*Directions*
Which lines below contain "window"? Copy every one of them.

Records below:

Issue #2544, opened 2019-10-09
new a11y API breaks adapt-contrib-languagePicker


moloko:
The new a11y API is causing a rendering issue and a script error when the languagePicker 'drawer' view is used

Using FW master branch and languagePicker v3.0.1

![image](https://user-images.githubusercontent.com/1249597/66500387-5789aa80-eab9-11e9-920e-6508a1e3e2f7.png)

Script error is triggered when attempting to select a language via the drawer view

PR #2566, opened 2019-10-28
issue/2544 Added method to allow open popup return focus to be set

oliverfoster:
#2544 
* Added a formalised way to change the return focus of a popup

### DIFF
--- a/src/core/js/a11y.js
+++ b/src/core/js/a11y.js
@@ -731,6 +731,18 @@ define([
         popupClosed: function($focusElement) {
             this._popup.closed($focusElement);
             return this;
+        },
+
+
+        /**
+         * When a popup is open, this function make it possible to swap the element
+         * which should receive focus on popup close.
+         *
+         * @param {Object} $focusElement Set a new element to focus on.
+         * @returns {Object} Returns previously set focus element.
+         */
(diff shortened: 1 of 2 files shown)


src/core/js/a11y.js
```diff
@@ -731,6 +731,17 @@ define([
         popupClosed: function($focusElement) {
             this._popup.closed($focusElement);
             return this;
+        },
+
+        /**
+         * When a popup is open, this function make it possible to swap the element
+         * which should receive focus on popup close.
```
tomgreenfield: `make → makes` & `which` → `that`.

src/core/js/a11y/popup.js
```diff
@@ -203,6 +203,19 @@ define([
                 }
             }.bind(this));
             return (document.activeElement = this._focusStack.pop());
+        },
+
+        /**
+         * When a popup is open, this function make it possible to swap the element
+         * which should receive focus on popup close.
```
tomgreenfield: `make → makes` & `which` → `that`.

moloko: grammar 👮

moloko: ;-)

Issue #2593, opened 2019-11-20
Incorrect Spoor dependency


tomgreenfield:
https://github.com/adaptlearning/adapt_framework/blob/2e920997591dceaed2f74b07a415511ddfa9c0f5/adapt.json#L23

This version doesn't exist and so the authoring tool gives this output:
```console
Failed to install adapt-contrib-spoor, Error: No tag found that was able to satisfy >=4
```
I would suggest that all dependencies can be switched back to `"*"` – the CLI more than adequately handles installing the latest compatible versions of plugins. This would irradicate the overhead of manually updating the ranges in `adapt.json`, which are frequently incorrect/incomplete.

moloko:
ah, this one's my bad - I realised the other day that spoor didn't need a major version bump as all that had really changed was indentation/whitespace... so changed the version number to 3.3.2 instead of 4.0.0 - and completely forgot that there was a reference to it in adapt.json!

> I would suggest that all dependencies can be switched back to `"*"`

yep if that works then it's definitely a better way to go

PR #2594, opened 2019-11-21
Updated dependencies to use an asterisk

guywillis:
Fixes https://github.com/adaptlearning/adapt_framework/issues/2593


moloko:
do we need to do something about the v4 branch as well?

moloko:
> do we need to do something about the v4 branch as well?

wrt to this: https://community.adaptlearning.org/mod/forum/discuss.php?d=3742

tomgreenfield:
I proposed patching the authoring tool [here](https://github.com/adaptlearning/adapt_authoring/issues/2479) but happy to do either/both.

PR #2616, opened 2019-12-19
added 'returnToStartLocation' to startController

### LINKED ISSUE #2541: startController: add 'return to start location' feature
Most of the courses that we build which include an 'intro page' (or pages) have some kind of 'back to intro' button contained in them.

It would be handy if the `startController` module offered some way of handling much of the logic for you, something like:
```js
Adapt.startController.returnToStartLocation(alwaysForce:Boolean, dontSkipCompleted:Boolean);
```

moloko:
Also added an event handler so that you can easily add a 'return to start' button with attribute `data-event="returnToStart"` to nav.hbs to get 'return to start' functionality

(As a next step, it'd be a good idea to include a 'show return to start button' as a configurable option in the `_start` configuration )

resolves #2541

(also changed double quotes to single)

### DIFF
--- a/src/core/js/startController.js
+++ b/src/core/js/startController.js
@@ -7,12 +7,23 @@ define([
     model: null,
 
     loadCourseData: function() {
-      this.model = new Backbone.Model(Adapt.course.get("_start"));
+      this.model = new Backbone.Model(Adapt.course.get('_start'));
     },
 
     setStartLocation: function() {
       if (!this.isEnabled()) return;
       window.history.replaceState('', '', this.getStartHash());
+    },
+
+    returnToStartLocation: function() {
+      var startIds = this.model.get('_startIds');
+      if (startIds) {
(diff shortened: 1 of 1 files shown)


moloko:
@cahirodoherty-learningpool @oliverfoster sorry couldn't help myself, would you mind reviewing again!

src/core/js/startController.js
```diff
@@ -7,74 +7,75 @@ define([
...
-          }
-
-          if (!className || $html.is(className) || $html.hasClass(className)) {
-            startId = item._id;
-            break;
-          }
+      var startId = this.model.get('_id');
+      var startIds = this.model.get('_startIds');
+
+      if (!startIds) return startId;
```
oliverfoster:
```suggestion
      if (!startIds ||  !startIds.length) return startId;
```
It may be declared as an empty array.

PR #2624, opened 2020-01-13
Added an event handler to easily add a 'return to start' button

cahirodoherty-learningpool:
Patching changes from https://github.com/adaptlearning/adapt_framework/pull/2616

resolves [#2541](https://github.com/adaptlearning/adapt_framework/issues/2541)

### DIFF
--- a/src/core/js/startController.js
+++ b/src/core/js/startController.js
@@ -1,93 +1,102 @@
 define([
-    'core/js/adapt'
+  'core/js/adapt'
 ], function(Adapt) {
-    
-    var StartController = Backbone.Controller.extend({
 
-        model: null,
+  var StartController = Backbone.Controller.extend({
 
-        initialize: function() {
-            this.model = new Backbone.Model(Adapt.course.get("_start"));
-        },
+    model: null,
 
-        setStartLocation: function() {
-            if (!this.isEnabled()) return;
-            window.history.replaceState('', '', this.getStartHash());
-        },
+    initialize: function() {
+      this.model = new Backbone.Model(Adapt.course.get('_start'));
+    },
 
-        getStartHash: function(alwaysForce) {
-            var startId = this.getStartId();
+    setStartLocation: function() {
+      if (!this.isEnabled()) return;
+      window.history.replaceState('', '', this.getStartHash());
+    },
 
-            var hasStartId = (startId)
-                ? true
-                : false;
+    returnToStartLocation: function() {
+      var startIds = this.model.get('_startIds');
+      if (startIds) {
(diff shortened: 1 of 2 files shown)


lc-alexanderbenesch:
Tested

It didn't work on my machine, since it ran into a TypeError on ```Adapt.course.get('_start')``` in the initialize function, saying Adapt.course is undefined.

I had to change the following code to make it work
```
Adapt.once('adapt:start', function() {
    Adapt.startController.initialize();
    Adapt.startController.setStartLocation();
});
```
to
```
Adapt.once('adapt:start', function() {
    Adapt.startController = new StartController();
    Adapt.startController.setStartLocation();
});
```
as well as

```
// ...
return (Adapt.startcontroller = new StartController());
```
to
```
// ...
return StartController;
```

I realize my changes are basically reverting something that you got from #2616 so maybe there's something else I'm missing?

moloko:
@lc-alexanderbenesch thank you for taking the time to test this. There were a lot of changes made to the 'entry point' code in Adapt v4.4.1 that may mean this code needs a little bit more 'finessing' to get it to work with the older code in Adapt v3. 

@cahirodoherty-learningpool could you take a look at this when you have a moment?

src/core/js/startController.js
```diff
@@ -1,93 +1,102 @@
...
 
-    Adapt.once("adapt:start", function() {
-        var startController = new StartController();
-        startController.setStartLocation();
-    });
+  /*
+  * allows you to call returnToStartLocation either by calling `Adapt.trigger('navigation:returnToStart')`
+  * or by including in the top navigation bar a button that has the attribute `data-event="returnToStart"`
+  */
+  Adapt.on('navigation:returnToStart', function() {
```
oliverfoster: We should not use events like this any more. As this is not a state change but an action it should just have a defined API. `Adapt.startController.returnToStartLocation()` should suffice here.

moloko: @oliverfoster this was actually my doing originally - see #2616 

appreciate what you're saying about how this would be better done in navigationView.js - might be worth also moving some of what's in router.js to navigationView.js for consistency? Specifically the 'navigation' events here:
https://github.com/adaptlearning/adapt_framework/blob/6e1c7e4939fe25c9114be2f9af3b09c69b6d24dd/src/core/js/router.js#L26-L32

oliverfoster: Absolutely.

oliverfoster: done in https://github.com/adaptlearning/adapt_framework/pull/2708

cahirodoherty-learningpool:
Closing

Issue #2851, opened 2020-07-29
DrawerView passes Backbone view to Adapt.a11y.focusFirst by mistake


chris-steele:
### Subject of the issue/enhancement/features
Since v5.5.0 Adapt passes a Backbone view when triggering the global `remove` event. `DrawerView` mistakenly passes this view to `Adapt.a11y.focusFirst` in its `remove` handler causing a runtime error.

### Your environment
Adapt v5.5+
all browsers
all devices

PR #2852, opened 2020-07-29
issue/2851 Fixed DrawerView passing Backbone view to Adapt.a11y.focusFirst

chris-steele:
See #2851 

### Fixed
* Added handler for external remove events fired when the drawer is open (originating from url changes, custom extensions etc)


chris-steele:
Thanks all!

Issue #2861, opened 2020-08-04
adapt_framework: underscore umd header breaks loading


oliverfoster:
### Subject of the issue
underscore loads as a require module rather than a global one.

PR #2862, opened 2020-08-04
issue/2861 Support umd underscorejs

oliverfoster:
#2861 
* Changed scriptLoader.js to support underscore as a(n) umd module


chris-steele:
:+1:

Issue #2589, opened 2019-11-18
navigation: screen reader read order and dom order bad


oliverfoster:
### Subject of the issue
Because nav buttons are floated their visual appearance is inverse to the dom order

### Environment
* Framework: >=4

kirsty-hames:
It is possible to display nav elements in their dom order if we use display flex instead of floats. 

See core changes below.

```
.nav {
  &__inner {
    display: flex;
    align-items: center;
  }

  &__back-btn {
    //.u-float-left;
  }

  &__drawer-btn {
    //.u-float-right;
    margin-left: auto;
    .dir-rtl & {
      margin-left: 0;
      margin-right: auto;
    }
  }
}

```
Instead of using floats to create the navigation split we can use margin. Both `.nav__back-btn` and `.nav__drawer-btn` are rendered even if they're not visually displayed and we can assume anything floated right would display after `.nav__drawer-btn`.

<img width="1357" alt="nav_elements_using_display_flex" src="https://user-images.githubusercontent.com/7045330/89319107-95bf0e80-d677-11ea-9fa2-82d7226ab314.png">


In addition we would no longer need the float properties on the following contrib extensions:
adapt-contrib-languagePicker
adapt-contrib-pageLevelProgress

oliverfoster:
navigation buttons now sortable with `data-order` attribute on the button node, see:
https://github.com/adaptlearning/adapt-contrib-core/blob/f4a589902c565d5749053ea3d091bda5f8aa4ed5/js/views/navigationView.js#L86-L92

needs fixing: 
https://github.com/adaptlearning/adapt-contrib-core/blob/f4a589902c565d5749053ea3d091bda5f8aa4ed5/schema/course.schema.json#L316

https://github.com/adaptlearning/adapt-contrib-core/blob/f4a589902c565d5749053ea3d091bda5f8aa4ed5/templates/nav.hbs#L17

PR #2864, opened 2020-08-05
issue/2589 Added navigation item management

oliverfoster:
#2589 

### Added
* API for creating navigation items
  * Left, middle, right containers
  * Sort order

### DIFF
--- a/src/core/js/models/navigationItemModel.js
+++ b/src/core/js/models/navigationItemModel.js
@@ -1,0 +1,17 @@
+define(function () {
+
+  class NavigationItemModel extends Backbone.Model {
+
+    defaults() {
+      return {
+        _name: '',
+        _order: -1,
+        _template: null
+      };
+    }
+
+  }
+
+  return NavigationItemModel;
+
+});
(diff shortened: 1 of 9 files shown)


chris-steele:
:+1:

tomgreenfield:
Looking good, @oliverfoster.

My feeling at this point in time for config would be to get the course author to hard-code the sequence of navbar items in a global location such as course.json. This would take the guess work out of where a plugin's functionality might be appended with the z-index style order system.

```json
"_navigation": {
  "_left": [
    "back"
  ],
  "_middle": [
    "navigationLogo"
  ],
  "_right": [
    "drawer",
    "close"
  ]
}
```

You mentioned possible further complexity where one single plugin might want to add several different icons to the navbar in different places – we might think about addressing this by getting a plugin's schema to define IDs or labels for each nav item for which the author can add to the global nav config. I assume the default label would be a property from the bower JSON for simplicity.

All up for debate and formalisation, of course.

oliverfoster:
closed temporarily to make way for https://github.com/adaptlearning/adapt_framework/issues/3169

End of Records.

*Result below*
       window.history.replaceState('', '', this.getStartHash());
-            window.history.replaceState('', '', this.getStartHash());
+      window.history.replaceState('', '', this.getStartHash());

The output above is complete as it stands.